They rushed right to market to sell new stock, raise new capital. And investors lapped it up. The KBW bank index surged 12%. Bank of America’s (NYSE: BAC) stock jumped nearly 5% Friday as it announced plans to sell an additional 1.25 million shares, even as it questioned the government’s projections of its future income as overly cautious.
Wells Fargo (NYSE: WFC) priced a stock offering of $7.5 billion. Citigroup (NYSE: C) said it would “convert” some of the government’s preferred shares to common stock, thus raising over $5 billion. And Morgan Stanley (NYSE: MS) said it would raise cash through a sale of stock and bonds.
But before you rush to jump on the bank stock bandwagon, ask yourself a few questions.

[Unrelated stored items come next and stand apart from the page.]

PR #217, opened 2025-09-04
Update import path for NudeElement

domoritz:
Use implicit node modules import so that esm works


LeaVerou:
Closing as no longer relevant. We use specifiers now so you can use whatever colorjs version you want!

PR #220, opened 2025-10-15
Adopt the new `NudeElement` API

DmitrySharabin:
Should be merged *after* https://github.com/nudeui/element/pull/53 is merged and a new version of NudeElement is released.


DmitrySharabin:
This is not the case anymore.

PR #227, opened 2026-05-01
Migrate to the (new) `nude-element` API

DmitrySharabin:


src/channel-picker/README.md
```diff
@@ -64,8 +64,9 @@ All properties are reactive and can be set programmatically:
 		channel_slider.space = space;
 		channel_slider.channel = channel;
 	}
-	
-	channel_picker.onvaluechange = updateSlider;
+
+	channel_picker.addEventListener("valuechange", updateSlider);
+	customElements.whenDefined("channel-picker").then(updateSlider);
```
LeaVerou: Why? This should not be needed. If the original code doesn't work anymore, we shouldn't quietly document workarounds, we should fix it.

src/channel-slider/channel-slider.js
```diff
@@ -256,10 +260,11 @@ const Self = class ChannelSlider extends ColorElement {
 			get () {
 				return this.colorAt(this.value);
 			},
-			dependencies: ["defaultColor", "space", "channel", "value"],
 			set (value) {
 				this.defaultColor = value;
-				this.value = this.defaultValue;
+				// Clear value so it re-engages defaultProp tracking against the new
+				// defaultColor in the next drain. Reading defaultValue here would be stale.
```
LeaVerou: What does this mean? These components are also essentially user-testing nude-element. We should not expect people who just want to define a component to know about these internal implementation details.

src/color-chart/color-chart.js
```diff
@@ -50,11 +50,13 @@ const Self = class ColorChart extends ColorElement {
 		super.connectedCallback();
 		this._el.chart.addEventListener("colorschange", this, { capture: true });
 		this._slots.color_channel.addEventListener("input", this);
+		this._el.channel_picker.addEventListener("valuechange", this);
 	}
 
 	disconnectedCallback () {
 		this._el.chart.removeEventListener("colorschange", this, { capture: true });
 		this._slots.color_channel.removeEventListener("input", this);
+		this._el.channel_picker.removeEventListener("valuechange", this);
```
LeaVerou: Why do we suddenly need these? We did not decide on any such API change, did we? This looks like it's working around a regression.

src/color-chart/color-chart.js
```diff
@@ -377,20 +375,32 @@ const Self = class ColorChart extends ColorElement {
...
 			convert (value) {
-				// Try setting the value to the channel picker. The picker will handle possible erroneous values.
-				this._el.channel_picker.value = value;
-
-				// If the value is not set, that means it's invalid.
-				// In that case, we are falling back to the picker's current value.
-				if (this._el.channel_picker.value !== value) {
-					return this._el.channel_picker.value;
+				try {
+					Self.Color.Space.resolveCoord(value, "oklch");
```
LeaVerou, line 380: Why are we resolving everything against oklch? We want to be able to plot any coordinate, in any color space! The color spaces of X and Y don't need to match, either.

src/color-chart/color-chart.js
```diff
@@ -377,20 +375,32 @@ const Self = class ColorChart extends ColorElement {
...
+					return value;
 				}
-
-				return value;
+				catch (err) {
+					// Try a same-space fallback before giving up entirely.
```
LeaVerou: What is the error condition here? Also, this change looks unrelated to migrating to the new nude-element API?

PR #231, opened 2026-06-03
Add `gamut` support to `<color-slider>` and `<channel-slider>`

LeaVerou:
## Summary

Adds out-of-gamut visualization to `<color-slider>` and `<channel-slider>`. When a `gamut` is set, the parts of the slider's band whose interpolated color falls outside that gamut are overlaid with a customizable gray, so you can see at a glance which values are actually reproducible (e.g. in sRGB).

## `<color-slider>`

- **`gamut`** — a color.js gamut id (`srgb`, `p3`, `rec2020`), or **`auto`** to follow the display's gamut (detected via the `color-gamut` media query, and updated live if the display changes, e.g. the window moves to another monitor). `""` or `"none"` disables it.
- Out-of-gamut regions are painted with **`--oog-color`** (default: a light/dark-adaptive neutral), with hard edges at the gamut boundaries. The color band itself is left untouched — the overlay is a separate gradient layer.
- **`inGamut`** getter, **`ingamutchange`** event, and **`:state(in-gamut)`** reflecting whether the current color is in gamut (no built-in visual cue — style it via the state).
- **`oogRanges`** getter — the whole-band out-of-gamut ranges as `[start, end]` pairs in 0–1 progress (sorted, merged).
- **`displayGamut`** — the display's detected gamut, i.e. what `gamut="auto"` resolves to.

## `<channel-slider>`

- **`gamut`** property that forwards to its inner `<color-slider>` (`auto` included). `--oog-color` inherits through the shadow boundary, so it needs no forwarding.

## `<color-picker>`

- **`gamut`** property that forwards to every channel slider, so each channel's band marks its out-of-gamut regions. Same values as `<color-slider>`, including `auto`.

## How it works

Gamut membership is a per-pixel property of the *interpolated* color, which CSS can't express, so it's computed in JS. A new `getGamutBoundaries()` util scans each stop-pair interpolation by sampling + bisection — densely for polar interpolations (which can weave in and out of gamut) and at just the endpoints + midpoint for non-polar ones. The per-band ranges are offset into the whole track, merged, rendered as the overlay gradient, and exposed via `oogRanges`.

`background-blend-mode` can't produce transparency and `mask` clips the thumb, which is why a painted overlay (rather than making the band transparent) is the approach.

## Demos

Live examples added to both component READMEs (chroma + hue gamut demos).

🤖 Generated with [Claude Code](https://claude.com/claude-code)

PR #233, opened 2026-06-05
Validate gamut ids

DmitrySharabin:
## Summary
- `getGamutBoundaries()` returns `null` instead of throwing on invalid gamut ids
- `convert()` rejects invalid gamut ids and falls back to the previous value in `color-slider`, `channel-slider`, and `color-picker`

Addresses https://github.com/color-js/elements/pull/231#discussion_r3359282044

## Test plan
- Set `gamut` to an invalid id (e.g. `"bogus"`) → value stays unchanged
- Set `gamut` to valid ids (`"srgb"`, `"p3"`, `"auto"`, `"none"`, `""`) → accepted normally

### DIFF
--- a/src/channel-slider/channel-slider.js
+++ b/src/channel-slider/channel-slider.js
@@ -153,6 +153,12 @@ const Self = class ChannelSlider extends ColorElement {
 		gamut: {
 			type: String,
 			default: "",
+			convert (value) {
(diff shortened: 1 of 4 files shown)


LeaVerou (approved):
I'd swear we had a property specifically for validation but maybe not. LGTM otherwise.

PR #238, opened 2026-06-06
Fix hue-wheel extra points: oversized and not rounded

### LINKED ISSUE #237: hue-wheel: extra points are not rounded and oversized
## Bug

The extra points (slotted `<color-swatch>` and `<color-scale>` swatches) on the `<hue-wheel>` component are broken: they are not circular and are oversized.

Image

## Root cause

In PR #232 (commit 468f20f, "hue-wheel: transparent ring center and plot slotted points"), the original explicit dot styles on `::part(color-swatch)` were removed in favor of delegating to `--swatch-style: dot` via a style container query.

The original code set `width`, `aspect-ratio: 1`, `border-radius: 50%`, `min-inline-size: 0`, `min-block-size: 0` directly on the `::part(color-swatch)` (the host element). The new `@container style(--swatch-style: dot)` block in `color-swatch.css` only targets the inner `#swatch` element — the `:host` element itself never gets compact/circular dot-mode styles.

Additionally, the `<color-scale>` sets `size="large"` on its swatches, which inflates the host to `min(11em, 100%)` × `6em` with `border-radius: 0.2rem` — completely overriding the inner dot sizing.

## Expected

Small, circular dots as in the first version of the component (commit 82f60b4).

## Fix

Add a `@container style(--swatch-style: dot)` block on `:host` in `color-swatch.css` so the host element itself becomes compact and circular in dot mode.

DmitrySharabin:
## Summary

- Override `size="large"` and subgrid styles on `<color-scale>`'s swatches via `::part()` so the dots shrink to fit their content
- Strip inner swatch padding and min-height so dots size to `--point-size` + border

Closes #237

## Test plan

- [x] Verify extra points on the hue-wheel page are small, circular dots
- [x] Hover a dot and confirm the tooltip appears

### DIFF
--- a/src/hue-wheel/hue-wheel-global.css
+++ b/src/hue-wheel/hue-wheel-global.css
@@ -15,6 +15,15 @@ hue-wheel color-scale::part(color-swatch) {
 	top: 50%;
 	left: 50%;
 	margin: 0;
+
+	/* <color-scale> sets size="large" on its swatches and uses subgrid +
+	   containment for even heights. Undo both so the dot shrinks to fit. */
+	display: inline-flex;
+	inline-size: fit-content;
+	min-block-size: 0;
+	contain: none;
+	container-type: normal;
+
 	transition: 150ms scale;
 
 	--_frac: clamp(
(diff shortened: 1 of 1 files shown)


DmitrySharabin:
Fixed in https://github.com/color-js/elements/commit/b6c8070fbd85adddce5703056d42da99231fdca5.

1. What happened to the previous investors in bank stocks? The share prices went down—in some cases to zero. (OK, Lehman Brothers technically wasn’t a bank, but the partner “investors” lost everything.) Remember all those “sovereign investment funds” and Saudi princes that jumped in to buy bank stocks last fall? And they were the “smart money!”
2. What’s different on the books of the banks? Yes, they still have lots of bad paper. A few changes in the “mark to market’ rule plus a clever maneuver that lets them count below-par bank debt as a current profit (because they could buy it back at the lower market price) have helped them report profits.
But what else is new with their assets? Are borrowers suddenly more likely to repay loans on homes worth less than the mortgage? Are the unemployed more likely to keep up with their credit card payments?
3. If you didn’t like the previous management, why buy stock in what is essentially a “government managed” industry (no matter how they camouflage it)? If Washington can fire the chairman of General Motors (NYSE: GM), how safe is any bank executive? Who’s really calling the shots? How many new loans will they command banks to make to troubled homeowners and businesses that are unlikely to repay?
4. Who’s making the rules for the new banking game? (Just think how angry the government got when hedge funds with debt backed by assets wouldn’t roll over in the Chrysler bankruptcy and give up equity to the unions.) The administration has already tried to rewrite the rules of capital structure. What happens when foreclosures rise? Will they give homeowners some dividend-paying stock to help with their monthly mortgage payments?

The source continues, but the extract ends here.